- What you will do
Look below and pull out each line with the word "reverse".

⁂

PR #752, opened 2016-08-22
Mark core pdep reactions as reversible

mliu49:
Instead of looping over net reactions of all pdep networks and checking if they're in the core, loop over all core reactions and check if they're pdep.

Alternative solution for #736.

### DIFF
--- a/rmgpy/rmg/model.py
+++ b/rmgpy/rmg/model.py
@@ -1460,13 +1460,12 @@ class CoreEdgeReactionModel:
         # direction from the list of core reactions
         # Note that well-skipping reactions may not have a reverse if the well
         # that they skip over is not itself in the core
-        for network in updatedNetworks:
-            for reaction in network.netReactions:
-                try:
-                    index = self.core.reactions.index(reaction)
-                except ValueError:
-                    continue
-                for index2, reaction2 in enumerate(self.core.reactions):
+        index = 0
+        coreReactionCount = len(self.core.reactions)
+        while index < coreReactionCount:
+            reaction = self.core.reactions[index]
+            if isinstance(reaction, PDepReaction):
+                for reaction2 in self.core.reactions[index+1:]:
                     if isinstance(reaction2, PDepReaction) and reaction.reactants == reaction2.products and reaction.products == reaction2.reactants:
                         # We've found the PDepReaction for the reverse direction
                         dGrxn = reaction.getFreeEnergyOfReaction(300.)
@@ -1493,10 +1492,13 @@ class CoreEdgeReactionModel:
                             self.core.reactions.remove(reaction2)
                             self.core.reactions.insert(index, reaction2)
                             reaction2.reversible = True
+                        coreReactionCount -= 1
                         # There should be only one reverse, so we can stop searching once we've found it
                         break
                 else:
                     reaction.reversible = True
+            # Move to the next core reaction
+            index += 1
 
 
     def markChemkinDuplicates(self):
--- a/rmgpy/rmg/model.py
+++ b/rmgpy/rmg/model.py
@@ -1444,7 +1444,7 @@ class CoreEdgeReactionModel:
                         index += 1
 
         count = sum([1 for network in self.networkList if not network.valid and not (len(network.explored) == 0 and len(network.source) > 1)])
-        logging.info('Updating {0:d} modified unimolecular reaction networks...'.format(count))
+        logging.info('Updating {0:d} modified unimolecular reaction networks (out of {1:d})...'.format(count, len(self.networkList)))
         
         # Iterate over all the networks, updating the invalid ones as necessary
         # self = reactionModel object
--- a/rmgpy/rmg/pdep.py
+++ b/rmgpy/rmg/pdep.py
@@ -491,6 +491,8 @@ class PDepNetwork(rmgpy.pdep.network.Network):
         if self.valid: return
         # Do nothing if there are no explored wells
         if len(self.explored) == 0 and len(self.source) > 1: return
+        # Log the network being updated
+        logging.info("Updating {0:s}".format(self))
 
         # Generate states data for unimolecular isomers and reactants if necessary
         for isomer in self.isomers:


rwest:
Modifying a list while iterating over it is usually discouraged and called a "code smell". In this case, it seems to be bug free, and possibly quite efficient, but the fact that I just wasted <redacted> time to convince myself why that's the case, illustrates why it's discouraged!  

An example of behavior that might surprise people looking at code that modifies a list while iterating:
```python
example = range(20)
for i in example:
    if i<10:
        example.remove(i)
print example
```
gives `[1, 3, 5, 7, 9, 10, 11, 12, 13, 14, 15, 16, 17, 18, 19]`.
Even if that's what you intended, there's a high chance someone editing your code later will mess it up.

The Python 2 documentation 7.3. "The for statement" gives the same advice:

>Note: There is a subtlety when the sequence is being modified by the loop (this can only occur for mutable sequences, i.e. lists). An internal counter is used to keep track of which item is used next, and this is incremented on each iteration. When this counter has reached the length of the sequence the loop terminates. This means that if the suite deletes the current (or a previous) item from the sequence, the next item will be skipped (since it gets the index of the current item which has already been treated). Likewise, if the suite inserts an item in the sequence before the current item, the current item will be treated again the next time through the loop. This can lead to nasty bugs that can be avoided by making a temporary copy using a slice of the whole sequence, e.g.,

⁂

- Result
         # Note that well-skipping reactions may not have a reverse if the well
                         # We've found the PDepReaction for the reverse direction
                         # There should be only one reverse, so we can stop searching once we've found it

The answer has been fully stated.